What?? She just got here, and now she's LEAVING without even TELLING me what she came by for? What's up with that!? a HA! I'm guessing that she too is afraid of spiders but tries to act like she isn't.... ha. I'm on to her.....
So....in order to make a long story short (too late, I know but hey - this story could go on and on), I tore apart my back room and that little shit is GONE. It's hiding somewhere and I am now cowering in the front room trying to calm down. My hubby is trying to fly home, but all the flights out of the Dallas/Ft Worth airport are majorly delayed, and he just called to tell me that they have now pushed his 8:20pm flight back to midnight. I'm thinking he's not going to be able to make it home, which means that spider has won this battle. By the time he gets home, he'll be too tired to help me pull the wainscoting off the wall to find the bugger.

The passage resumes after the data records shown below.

PR #163, opened 2023-02-10
Add custom theming

ZachCMP:
https://www.pivotaltracker.com/story/show/182931779

Backend PR: https://github.com/greenriver/hmis-warehouse/pull/2816


src/env.d.ts
```diff
@@ -8,6 +8,8 @@ interface ImportMetaEnv {
   readonly PUBLIC_PROTECTED_IDS: string;
   readonly PUBLIC_INITIAL_DELIMITER: string;
   readonly PUBLIC_PROTECTED_ID_KEY: string;
+  readonly PUBLIC_ALLOW_SET_THEME: string;
+  readonly PUBLIC_DEFAULT_THEME: string;
```
gigxz: I don't think we need this env var here. The default should be decided by the backend.

gigxz (approved):
Looks great, thanks!

src/env.d.ts
ZachCMP: How do you want the frontend in QA to be able to change themes? Would that also use a backend-only mechanism, or do we need some mechanism on the frontend to do that?

gigxz: I think the `window` mechanism you added for QA-ing is good! We don't need `PUBLIC_DEFAULT_THEME` for that approach to work.

src/config/useMergedTheme.ts
```diff
@@ -0,0 +1,45 @@
...
+  useEffect(() => {
+    let newTheme = fullTheme;
+
+    try {
+      const merged = createTheme(
+        deepmerge(
+          deepmerge(baseThemeDef, fullThemeDef),
+          remoteThemeOptions || {}
+        )
+      );
```
gigxz: Ah @ZachCMP sorry I missed this the first time. This is not allowing us to "compose" themes. The reason I split up the "base" and the theme in the way I did is to allow for theme composition: see [Theme composition: using theme options to define other options](https://mui.com/material-ui/customization/theming/#createtheme-options-args-theme).

I was trying to figure out how this was feasible on your branch, and I basically ended up implementing that, so I pushed that up.. sorry for no warning on that! Can you take a look at https://github.com/greenriver/hmis-frontend/pull/163/commits/a02358a554147605398d6b2262668adcb952064f and let me know what you think?

I am looking at the outlined MuiButtons as an example. On the Enrollment page there are several. In that commit, I updated it to set the background for those to `theme.palette.background.paper`. In order for that to work, we need the actual composition. Deepmerging everything won't do the trick. In the "halloween" they successfully have a black background.

ZachCMP: @gigxz Gotcha. I looked at your changes and they look good to me. The most important part is that the base theme and the remote theme are combined via `deepmerge` and not `createTheme`, which you have implemented there. So that all looks good to me.

PR #172, opened 2023-02-24
Add graphql permissions

ZachCMP:
https://www.pivotaltracker.com/story/show/184497361

Requires backend code in https://github.com/greenriver/hmis-warehouse/pull/2840


src/modules/permissions/useHasPermissionsHooks.tsx
```diff
@@ -0,0 +1,46 @@
...
+export type ProjectPermissions = keyof Omit<ProjectAccess, '__typename'>;
+export const useHasProjectPermissions = (
+  id: string,
+  permissions: ProjectPermissions[],
+  mode?: PermissionsMode
+) => {
+  const projectPermissions = useGetProjectPermissionsQuery({
+    variables: { id },
+  })?.data?.project?.access;
+  return useHasPermissions(projectPermissions, permissions, mode);
```
gigxz: We shouldn't ignore the loading state here

src/components/pages/EditProject.tsx
```diff
@@ -44,6 +49,7 @@ const EditProject = () => {
 
   if (loading) return <Loading />;
```
gigxz: This shoudl consider whether the project permission query is loading too

src/components/pages/Organization.tsx
```diff
@@ -72,6 +72,7 @@ const Organization = () => {
           )}
         </Grid>
         <Grid item xs>
+          {organization?.contactInformation}
```
gigxz: Why is this added?

src/components/pages/EditProject.tsx
gigxz: Actually, this is wrapped in `ProjectEditRoute`. So we shouldn't need to make. project permission query in this component at all.

gigxz (changes requested):

src/components/pages/Organization.tsx
ZachCMP: I had made the create project action use the `can_edit_project_details` permission, in which case we should totally hide this paper if there's no contact info and we can't create a project. So I think this was initially a condition to check for that. I thought better of using that permission, so I removed the permission filter, but must have not completely removed the code that would hide the paper, thus this line. I'll remove it

src/components/pages/EditProject.tsx
ZachCMP: fixed

src/modules/permissions/useHasPermissionsHooks.tsx
ZachCMP: I made this return a tuple with the form `[<permission boolean>, <query data>]` so that we can get everything we could need from query data.

ZachCMP:
@gigxz Addressed all your feedback. I'll branch off this for the rest of the react work around the root permissions

gigxz (approved):

PR #173, opened 2023-02-28
Implement view and edit client permissions

ZachCMP:
https://www.pivotaltracker.com/story/show/184497372

Relies on backend PR https://github.com/greenriver/hmis-warehouse/pull/2848, which adds more permissions to the root access type.


gigxz (approved):
Looks great!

And then the news just gets worse from there. That frickin' spider has JINXED me!! I called back the Very Large Company, and they told me that I must take some assessments before I can be brought in for an interview. So the recruiter e-mailed the first assessment to me, I completed it and sent it back to her. These assessments must be completed within 48 hours. I spoke to her this morning, and she said I scored very well on my first assessment, so she was going to send me the 2nd assessment. Again... I must complete this assessment within 48 hours. So I got home tonight, and after the Great Spider Hunt concluded, I fired up the old laptop and settled in to take the assessment. Only...when I logged in, instead of saying "Welcome Norman" like it did last night, it had some other person's name in there.
My 48 hours to complete the assessment expires at noon on Sunday, and she doesn't go back to work until Monday. I called the help desk, and they told me to e-mail her a description of the problem I was experiencing.
I'm thinking I'm pretty much screwed. Not even hired on yet, and I'm already causing the issues. They'll never want to hire me now..... *sniff sniff*
oh, and PS. I haven't changed out my links yet, but those of you who responded that you want to be added to my blog links, I'll get to it sometime this weekend!!! PROMISE!